- _WORKING DATA_:
========================================

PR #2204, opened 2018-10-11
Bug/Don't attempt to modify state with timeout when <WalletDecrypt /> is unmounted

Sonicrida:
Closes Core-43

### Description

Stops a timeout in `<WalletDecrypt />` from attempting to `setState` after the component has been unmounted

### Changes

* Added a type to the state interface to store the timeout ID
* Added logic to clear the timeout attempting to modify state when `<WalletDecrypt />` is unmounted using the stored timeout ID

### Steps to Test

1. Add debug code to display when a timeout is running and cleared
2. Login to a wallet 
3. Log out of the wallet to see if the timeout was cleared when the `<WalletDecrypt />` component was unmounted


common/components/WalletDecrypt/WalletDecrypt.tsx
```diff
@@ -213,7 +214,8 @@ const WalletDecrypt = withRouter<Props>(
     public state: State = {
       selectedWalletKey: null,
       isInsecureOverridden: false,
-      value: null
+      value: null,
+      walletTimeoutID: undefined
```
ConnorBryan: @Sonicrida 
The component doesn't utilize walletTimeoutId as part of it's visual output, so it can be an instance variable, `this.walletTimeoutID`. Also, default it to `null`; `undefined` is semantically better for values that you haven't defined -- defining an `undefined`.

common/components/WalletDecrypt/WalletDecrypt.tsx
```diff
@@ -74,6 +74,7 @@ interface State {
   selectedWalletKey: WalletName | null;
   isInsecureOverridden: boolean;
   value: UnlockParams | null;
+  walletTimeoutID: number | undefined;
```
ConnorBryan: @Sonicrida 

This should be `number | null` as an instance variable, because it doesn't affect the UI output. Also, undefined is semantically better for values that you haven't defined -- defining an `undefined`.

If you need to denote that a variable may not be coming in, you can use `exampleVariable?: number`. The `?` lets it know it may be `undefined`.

========================================

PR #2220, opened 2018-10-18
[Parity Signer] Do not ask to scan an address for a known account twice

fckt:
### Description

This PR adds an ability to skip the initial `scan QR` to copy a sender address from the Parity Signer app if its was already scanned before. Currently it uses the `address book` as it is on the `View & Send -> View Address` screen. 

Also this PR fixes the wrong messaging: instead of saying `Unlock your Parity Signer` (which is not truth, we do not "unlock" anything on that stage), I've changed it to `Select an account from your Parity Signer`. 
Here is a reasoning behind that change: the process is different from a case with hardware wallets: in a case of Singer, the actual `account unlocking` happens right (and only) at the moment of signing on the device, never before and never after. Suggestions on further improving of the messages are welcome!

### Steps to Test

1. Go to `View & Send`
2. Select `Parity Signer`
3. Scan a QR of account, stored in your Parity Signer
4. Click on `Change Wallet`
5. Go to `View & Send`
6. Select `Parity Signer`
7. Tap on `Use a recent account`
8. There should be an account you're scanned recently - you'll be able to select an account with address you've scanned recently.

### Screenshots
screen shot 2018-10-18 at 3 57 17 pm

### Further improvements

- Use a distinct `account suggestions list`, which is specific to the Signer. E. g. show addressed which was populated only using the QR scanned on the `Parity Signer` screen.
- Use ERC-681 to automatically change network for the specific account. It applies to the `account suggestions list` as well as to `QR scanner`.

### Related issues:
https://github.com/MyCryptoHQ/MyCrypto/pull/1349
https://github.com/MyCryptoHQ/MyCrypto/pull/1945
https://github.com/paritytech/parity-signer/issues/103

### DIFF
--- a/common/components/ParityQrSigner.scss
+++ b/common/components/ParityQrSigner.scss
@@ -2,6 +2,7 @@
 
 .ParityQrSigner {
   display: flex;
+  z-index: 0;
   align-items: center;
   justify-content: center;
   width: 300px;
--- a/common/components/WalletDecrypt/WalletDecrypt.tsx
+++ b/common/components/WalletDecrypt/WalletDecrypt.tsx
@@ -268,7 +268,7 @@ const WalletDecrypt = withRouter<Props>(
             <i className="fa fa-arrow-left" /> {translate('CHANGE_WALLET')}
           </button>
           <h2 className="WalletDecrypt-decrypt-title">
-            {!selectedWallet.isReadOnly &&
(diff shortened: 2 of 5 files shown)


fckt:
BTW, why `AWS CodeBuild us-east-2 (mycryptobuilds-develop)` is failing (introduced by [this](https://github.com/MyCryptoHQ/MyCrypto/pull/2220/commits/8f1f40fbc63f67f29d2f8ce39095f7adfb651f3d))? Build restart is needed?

========================================

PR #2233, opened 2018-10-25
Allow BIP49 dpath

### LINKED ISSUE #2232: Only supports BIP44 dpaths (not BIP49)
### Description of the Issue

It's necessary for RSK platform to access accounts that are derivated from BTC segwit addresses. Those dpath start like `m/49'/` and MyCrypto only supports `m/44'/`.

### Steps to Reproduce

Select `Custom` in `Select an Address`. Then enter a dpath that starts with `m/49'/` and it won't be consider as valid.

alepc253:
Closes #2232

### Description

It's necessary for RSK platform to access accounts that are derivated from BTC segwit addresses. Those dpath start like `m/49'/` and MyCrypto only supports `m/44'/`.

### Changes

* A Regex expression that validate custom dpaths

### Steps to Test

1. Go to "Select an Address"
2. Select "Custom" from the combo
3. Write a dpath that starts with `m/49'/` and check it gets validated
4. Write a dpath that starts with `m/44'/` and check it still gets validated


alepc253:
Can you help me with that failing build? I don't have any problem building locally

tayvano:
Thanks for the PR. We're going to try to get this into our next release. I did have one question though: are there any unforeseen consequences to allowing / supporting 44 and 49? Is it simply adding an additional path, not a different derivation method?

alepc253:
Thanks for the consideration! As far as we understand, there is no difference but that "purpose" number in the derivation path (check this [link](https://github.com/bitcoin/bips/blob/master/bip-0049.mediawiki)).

========================================

- _THE TASK_: Copy out each line of the material above that holds the word "better".

- _PROBLEM SOLUTION_:
The component doesn't utilize walletTimeoutId as part of it's visual output, so it can be an instance variable, `this.walletTimeoutID`. Also, default it to `null`; `undefined` is semantically better for values that you haven't defined -- defining an `undefined`.
This should be `number | null` as an instance variable, because it doesn't affect the UI output. Also, undefined is semantically better for values that you haven't defined -- defining an `undefined`.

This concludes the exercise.